**Work instruction:** Look over the listing below and work out how many lines have the word "keys". Write only that number.

**Listed records:**
PR #89, opened 2018-06-21
Filter org.apache.jackrabbit.oak.plugins.value.jcr from BND view.

mattvryan:
This means that when changes are made to BinaryImpl.java,
ValueFactoryImpl.java, or ValueImpl.java, those changes would not
be consider API changes and would not require a version bump
when evaluated by the Maven bnd plugin.


mreutegg:
The proposed changes in this PR have been committed via https://issues.apache.org/jira/browse/OAK-7601

PR #101, opened 2018-10-17
OAK-7839 - calling MeterStats#mark whenever an index update fails

tteofili:


tteofili:
merged patch from this PR in r1844315 on SVN.

PR #103, opened 2018-10-23
S3 Bucket iterator stops too early

wimsymons:
Fixed major bug in the S3 bucket iterator. When the queue is empty due to the fact that we get a full page of records starting with the META/ key, the iterator stops while there is still data available in the bucket. This causes problems with datastore GC, and datastore consistency checks (and possibly even more).

### DIFF
--- a/oak-blob-cloud/src/main/java/org/apache/jackrabbit/oak/blob/cloud/s3/S3Backend.java
+++ b/oak-blob-cloud/src/main/java/org/apache/jackrabbit/oak/blob/cloud/s3/S3Backend.java
@@ -993,6 +993,11 @@ public class S3Backend extends AbstractSharedBackend {
                 loadBatch();
             }
 
+            while (queue.isEmpty() && prevObjectListing.getNextMarker() != null) {
+                LOG.debug("Queue is empty, but there is more data in the S3 bucket");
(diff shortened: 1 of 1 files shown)


wimsymons:
The fix I provided is for the latest release, but older releases are affected as well. We are running AEM 6.3 with Oak Core 1.6.6 and the problem is the same there. I will create another PR for the 1.6 branch as well.

wimsymons:
A little explainer. But based on a batch size of 2 instead of 1000.

Suppose your S3 keys look as follows:
- 1
- 2
- 3
- 4
- META/1
- META/2
- 5
- 6

loadBatch would first load [1, 2], filter out no META/ keys and pass [1, 2] to the caller. 
Next time, loadBatch would load [3, 4], filter out no META/ keys and pass [3, 4] to the caller. 
Than, loadBatch would load [META/1, META/2], filter out the META/ keys and pass [] to the caller. 
After that, traversing the bucket would stop, because the returned list is empty, even if there are many more batches to load. 
The fix checks if the returned list is empty and there are more batches available, it would load a new batch until there is data in the batch or there is no more batch available.

wimsymons:
Updated the commit message after creating the JIRA issue

PR #104, opened 2018-10-23
S3 Bucket iterator stops too early

wimsymons:
Fixed major bug in the S3 bucket iterator. When the queue is empty due to the fact that we get a full page of records starting with the META/ key, the iterator stops while there is still data available in the bucket. This causes problems with datastore GC, and datastore consistency checks (and possibly even more).

This is the same fix as in trunk provided in #103


wimsymons:
See #103 for an explainer.

wimsymons:
Updated the commit message after creating the JIRA issue

PR #111, opened 2018-11-29
OAK-7925: OakUpgrade for RDBMK: user name and password must match

sbluhm:


thomasmueller:
Tests are not changed. I recommend the patch in OAK-7925 instead.

PR #122, opened 2019-03-13
Oak 8114

nit0906:


oak-lucene/src/main/java/org/apache/jackrabbit/oak/plugins/index/lucene/util/IndexDefinitionBuilder.java
```diff
@@ -567,21 +576,71 @@ private static Tree getOrCreateChild(Tree tree, String name){
...
+        public boolean propertyDeleted(PropertyState before) {
+            if(ignorablePropertiesList.contains(before.getName())) {
+                return true;
+            }
+            return super.propertyDeleted(before);
+        }
+
+        @Override
+        public boolean childNodeAdded(String name, NodeState after) {
+            if(name.equals(FulltextIndexConstants.PROP_FACETS)) {
```
catholicon, line 622: While I don't have a good idea atm, but I don't quite like the assumption that any change under `facets` nodes only requires a refresh. Yes, it's true for currently supported properties but in the future if we add something else here that requires reindexing then it might slip away and won't be caught. I'd probably be happier if we make sure that adding `facets/foo` reindexes while adding `facets/topChildren` only refreshes.

nit0906: @catholicon  - makes sense . I have made the changes . Basically removed override for childNodeChanged and added handling in childNodeAdded and childNodeDeleted to set reindex to true in case there are any new properties apart from the current three . In case the new properties are also such that they wouldn't req re indexing - then of course we will have to make changes accordingly .

catholicon: Thanks for the change. Just a minor bit, maybe we could move the life of properties under facets at top along with other properties (or, I'd do that myself)

catholicon:
Thanks @nit0906. While I haven't looked at the test, but just the sheer number of it and roughly reading them gave me quite comfortable feeling with the change. I'd wait for @thomasmueller to have a look and if all's ok, I'd commit this tomorrow.

oak-lucene/src/main/java/org/apache/jackrabbit/oak/plugins/index/lucene/util/IndexDefinitionBuilder.java
```diff
@@ -567,21 +576,78 @@ private static Tree getOrCreateChild(Tree tree, String name){
     }
 
     static class SelectiveEqualsDiff extends EqualsDiff {
+
+        List<String> ignorablePropertiesList = ImmutableList.of(FulltextIndexConstants.PROP_NAME,FulltextIndexConstants.PROP_WEIGHT,FIELD_BOOST,
```
catholicon: I'd remove facet related ones from here while moving facet related properties list here (or it'd great if you push that too :)

oak-lucene/src/main/java/org/apache/jackrabbit/oak/plugins/index/lucene/util/IndexDefinitionBuilder.java
nit0906: @catholicon  - done . Moved the declaration on top . I can also handle the facet properties change by overriding childNodeChanged method (IMO either way seems fine - I just picked one - but let me know if you think I need to change)

I also did another change - I had added [name] property for index node as ignorable but I realized this will conflict with changes in name property on property def node (which will req reindex if changed) - so I have removed the handling for name property.

oak-lucene/src/main/java/org/apache/jackrabbit/oak/plugins/index/lucene/util/IndexDefinitionBuilder.java
nit0906: changes done.

PR #123, opened 2019-03-19
OAK-8138 | Switching statistical facet mode to secure in case hit cou…

nit0906:
…nt is less than sample size


oak-lucene/src/main/java/org/apache/jackrabbit/oak/plugins/index/lucene/LucenePropertyIndex.java
```diff
@@ -365,7 +365,7 @@ private boolean loadDocs() {
                             long f = PERF_LOGGER.start();
                             if (facetProvider == null) {
                                 facetProvider = new LuceneFacetProvider(
-                                        FacetHelper.getFacets(searcher, query, plan, indexNode.getDefinition().getSecureFacetConfiguration())
+                                        FacetHelper.getFacets(searcher, query, plan, indexNode.getDefinition().getSecureFacetConfiguration(), docs.totalHits)
```
catholicon: This `docs` object is first batch of results that fills up cursor. While `totalHits` might be accurate (it most likely is but I'd need to double check it), but I would prefer if we don't need to pass this on most likely because this requires an external agent to pass on an information that is actually implementation requirement and the external agent has a potential to mess up some internal assumption.

I understand with current code structure (switch deciding which type of facet counter to use quite early) it's easier to pass on this information. But, maybe, what we can do is to let `StatisticalSortedSetDocValuesFacetCounts#getTopChildren0` start doing its work and if it realizes that hit count is small enough then it can delegate to a new instance of `SortedSetDocValuesFacetCounts`. Wdyt?

oak-lucene/src/main/java/org/apache/jackrabbit/oak/plugins/index/lucene/util/FacetHelper.java
```diff
@@ -62,6 +62,14 @@ public static FacetsConfig getFacetsConfig(NodeBuilder definition) {
 
     public static Facets getFacets(IndexSearcher searcher, Query query, QueryIndex.IndexPlan plan,
                                    SecureFacetConfiguration secureFacetConfiguration) throws IOException {
+        // This method is just a fail safe in case it is being called via the old signature in any code that consumes oak.
```
catholicon: I don't think we need to worry about these - this class should not be exposed outside oak-lucene and it should be ok to change method signature any way we want.

oak-lucene/src/test/java/org/apache/jackrabbit/oak/plugins/index/lucene/SecureFacetTest.java
```diff
@@ -172,6 +172,51 @@ private void createLargeDataset() throws RepositoryException {
         assertNotEquals("Acl-ed and actual counts mustn't be same", actualLabelCount, actualAclLabelCount);
     }
 
+    private void createSmallDataset() throws RepositoryException{
```
catholicon, line 175: I haven't read the test, but please do a quick check of existing tests that they are working with "larger than threshold" data set...

nit0906: Ran all the tests - they were all green .

oak-lucene/src/main/java/org/apache/jackrabbit/oak/plugins/index/lucene/LucenePropertyIndex.java
nit0906: totalHits was accurate - that I checked - for instance - in case the query had 400 valid results but docs had only 50 top docs - then docs.size was equal to 50 but docs.totalHits was 400 ..I validated this with a couple of different use cases.

But yes - I agree with you , that it might be better if we don't pass total hits here (even I was a bit skeptical about this and wanted to get the approach reviewed). Let me check if we can work on a different approach as you suggested .

oak-lucene/src/test/java/org/apache/jackrabbit/oak/plugins/index/lucene/SecureFacetTest.java
catholicon: no, i didn't mean if they pass or not... with this issue fixed, lower result size would still give "right" results expected from a statistical pov... I think we should make sure that existing tests create/get-results which are bigger that sample size threshold.

catholicon: ok... ignore the noise I created... just read the tests again and found that `createLargeDataset` already is creating num_labels * sample_size nodes (and including all of them in results)... I just wasn't sure if that was ensure already or not.

oak-lucene/src/test/java/org/apache/jackrabbit/oak/plugins/index/lucene/SecureFacetTest.java
```diff
@@ -172,6 +172,51 @@ private void createLargeDataset() throws RepositoryException {
...
+        Random rGen = new Random(42);
+        int[] labelCount = new int[NUM_LABELS];
+        int[] aclLabelCount = new int[NUM_LABELS];
+        int[] aclPar1LabelCount = new int[NUM_LABELS];
+
+        Node par = allow(getOrCreateByPath("/parent", "oak:Unstructured", session));
+
+        for (int i = 0; i < 4; i++) {
+            Node subPar = par.addNode("par" + i);
+            for (int j = 0; j < NUM_LEAF_NODES/10; j++) {
```
catholicon:
```suggestion
            for (int j = 0; j < NUM_LEAF_NODES/(2 * NUM_LABELS); j++) {
```

just to kind of keep num labels fixed... btw, I think we should also replace `4` with `NUM_LABELS` both here in and in `createLargeDataset`

PR #347, opened 2021-08-20
OAK-9546 failing test for references of moved node

kwin:


kwin:
@mreutegg Any idea why the query in https://github.com/apache/jackrabbit-oak/blob/4dfed10836051aab6d12cd0dc1b022c0745ae8de/oak-core/src/main/java/org/apache/jackrabbit/oak/plugins/identifier/IdentifierManager.java#L222 does not find the references in that case?

mreutegg:
I think this is still relevant.

PR #351, opened 2021-08-23
[Do not merge]OAK-9552: Don't index except if it's oak:QueryIndexDefinition

tihom88:


tihom88:
In this change we are not logging invalid index-definitions in "sync lucene" index

oak-core/src/main/java/org/apache/jackrabbit/oak/plugins/index/IndexUpdate.java
```diff
@@ -72,6 +73,9 @@
 
     private static final Logger log = LoggerFactory.getLogger(IndexUpdate.class);
     private static final String TYPE_ELASTICSEARCH = "elasticsearch";
+    //This is used so that wrong index definitions are sparsely logged. After every 1000 indexing cycles with diff, wrong index definitions
```
thomasmueller, line 76: By default the indexing cycle is once every 5 seconds. That mean 5000 seconds, or 83 minutes. I think that's  a good value.

thomasmueller: And for sync indexes, once in 1000 updates is fine as well I think.

thomasmueller (approved):

oak-core/src/main/java/org/apache/jackrabbit/oak/plugins/index/IndexUpdate.java
```diff
@@ -280,10 +296,19 @@ private void collectIndexEditors(NodeBuilder definitions,
...
+                String primaryType = definition.getName(JcrConstants.JCR_PRIMARYTYPE);
                 if (type == null) {
                     // probably not an index def
                     continue;
                 }
+                /*
+                 Log a warning after every indexJcrTypeInvalidLogLimiter cycles of indexer where nodeState changed.
+                 */
+                if (!IndexConstants.INDEX_DEFINITIONS_NODE_TYPE.equals(primaryType)
+                        && totalExecutionCount % indexJcrTypeInvalidLogLimiter == 0) {
```
thomasmueller, line 308: This isn't relevant here, but just FYI:

"%" (modulo) is a relatively slow CPU instructions (same as division). Multiplication is faster, and bitwise and is even faster. 

Here, in theory, it would be possible to use bitwise and, but then indexJcrTypeInvalidLogLimiter would need to be a power of 2. 

To avoid modulo for e.g. a hash map, when calculating the bucket from the hash code, if the number of buckets isn't a power of 2, one can use multiplication & shift. See https://lemire.me/blog/2016/06/27/a-fast-alternative-to-the-modulo-reduction/

thomasmueller (approved):

tihom88:
Merged with https://github.com/apache/jackrabbit-oak/pull/357

PR #357, opened 2021-09-03
OAK-9552: Don't index except if it's oak:QueryIndexDefinition

tihom88:


oak-core/src/main/java/org/apache/jackrabbit/oak/plugins/index/IndexUpdate.java
```diff
@@ -72,6 +73,16 @@
 
     private static final Logger log = LoggerFactory.getLogger(IndexUpdate.class);
     private static final String TYPE_ELASTICSEARCH = "elasticsearch";
+    public static final String DEFAULT_indexJcrTypeInvalidLogLimiter = "1000";
```
thomasmueller: I would just inline the 1000 in the line below.

oak-core/src/main/java/org/apache/jackrabbit/oak/plugins/index/IndexUpdate.java
```diff
@@ -72,6 +73,16 @@
...
+    //This is used so that wrong index definitions are sparsely logged. After every 1000 indexing cycles, index definitions
+    // with wrong nodetype will be logged.
+    private static final long indexJcrTypeInvalidLogLimiter = Long.valueOf(System.getProperty("oak.indexer.indexJcrTypeInvalidLogLimiter", DEFAULT_indexJcrTypeInvalidLogLimiter));
```
thomasmueller: This should be all caps. And then I think it can be public, so you can use it from the test.

oak-core/src/main/java/org/apache/jackrabbit/oak/plugins/index/IndexUpdate.java
```diff
@@ -274,16 +284,35 @@ private static boolean hasAnyHiddenNodes(NodeBuilder builder){
         return false;
     }
 
+    private void sparseLoggger(String primaryType, String name) {
+        synchronized (countLock) {
```
thomasmueller: I don't really see a point in synchronizing it... it's just a warning message, why is it important that it's synchronized? Worst case (very unlikey), we see two warning messages, right? Or is there some deeper reason?

oak-core/src/main/java/org/apache/jackrabbit/oak/plugins/index/IndexUpdate.java
```diff
@@ -274,16 +284,35 @@ private static boolean hasAnyHiddenNodes(NodeBuilder builder){
...
+            if ((cyclicExecutionCount >= indexJcrTypeInvalidLogLimiter)) {
```
thomasmueller: I liked the previous "executionCount % LIMIT == 0" better, because it's simpler.

oak-core/src/main/java/org/apache/jackrabbit/oak/plugins/index/IndexUpdate.java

**Response:** 4